Hmmm, sounds like the fix is a no-brainer. I was already planning on the JD kit whether or not I sell it or go w/ an '04.

I'm not too big - 5'8" and 160#; I'm not sure how much suspension work it would actually need.

What's wrong w/ the bars, airfilter, and front tire?

  • 450high

Posted January 05, 2005 - 01:27 AM

#17

The 04 mod is not needed.Well thats what i thought.Very hot day and 7 km's pushing and pulling out of a mountan range , cursing and swwearing.Not to mention the amount of yamaha jokes from my mates.HELL YES IT WAS OBVIOSLY NEEDED.Pitty i didn't relise that earlier.I had 700 k's on mine and thought i was safe.
Ride fast - Ride safe

  • mtrablue

Posted January 05, 2005 - 05:43 PM

#18

What's wrong w/ the bars, airfilter, and front tire?

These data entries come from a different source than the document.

PR #840, opened 2020-01-27
GT-670 : EditText to dark to view

gyasistory:
https://jira.cru.org/browse/GT-670

I set the EditText to Transparent to allow visibility.

### DIFF
--- a/ui/tract-renderer/src/main/res/layout/tract_content_input.xml
+++ b/ui/tract-renderer/src/main/res/layout/tract_content_input.xml
@@ -9,5 +9,6 @@
         android:id="@+id/input"
         android:layout_width="match_parent"
         android:layout_height="wrap_content"
+        android:background="@android:color/transparent"
         android:textCursorDrawable="@null" />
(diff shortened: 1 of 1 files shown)


ui/tract-renderer/src/main/res/layout/tract_content_input.xml
```diff
@@ -9,5 +9,6 @@
         android:id="@+id/input"
         android:layout_width="match_parent"
         android:layout_height="wrap_content"
+        android:background="@android:color/transparent"
```
frett: I want to take a look at the material components theming, this may not be the correct way to do this with the material components

frett:
this isn't how I want to address this, but I'm not sure exactly how I want to handle it yet

frett:
#842 addresses this by actually leveraging the TextInputLayout styling

frett:
https://github.com/material-components/material-components-android/blob/master/docs/components/TextInputLayout.md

all three are junk. the bars are soft and will only last one crash. weird bend also. the air filter will be cut by the sealing edge of the cage before too long. go with a twin-air or uni. unless you live and ride in the desert, the stock 739 will put you on your head. when you first ride with them they seem OK. they just don't give you any warning when they let go. about the second or third time you loose the front end you realize it's that damn tire. the 742 is a huge improvement from dunlop.

another couple of things to look for on both the '03 and '04. there are what appear to be four breather tubes coming from the carb. there are really only two vent holes in the carb but "T" fittings are used. take the two longer tubes and run then up by the top of the air box. if your in deep water, the hoses will be in the water and bike will run poorly. they are known to stall also. moving the hoses will let the carb vent properly.

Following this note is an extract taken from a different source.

PR #843, opened 2020-01-28
Performance fixes

frett:


frett:
these are a couple things that could help a little bit with launch performance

the other thing to look for is the breather hose off the valve cover. the one that runs down the frame. if you stall in a creek and the hose end is in the water, you will suck water when you hit the starter button. a bad bad thing. some owners have run the hose to the air box, like an '05. others (me for one) put in a "T" fitting and run an extra bit of hose up by the radiator. don't put the "T" in too low. if it's in the water, it won't help.

  • unkle_george

Posted January 06, 2005 - 12:34 AM

#19

I also cut out the holes that are marked on the passenger side of the airbox.
It leaned up my jetting, and the filter gets dirty faster, so I know it's breathing better now.
The Gray wire mod is quick & free and will give you more snap as well.
If you change to a YZ rear fender and aftermarket pipe, you'll lose ~5lbs+ out where it has the most leverage against you.

I also run with my antifreeze tank almost dry, expecially in the winter months when too cold to need the extra fluid anyways.

Also, I don't know how Yamaha can duplicate the softness of fresh bread out of the oven when making radiators... but guards for them are cheap compared to fixing holes or replacing them.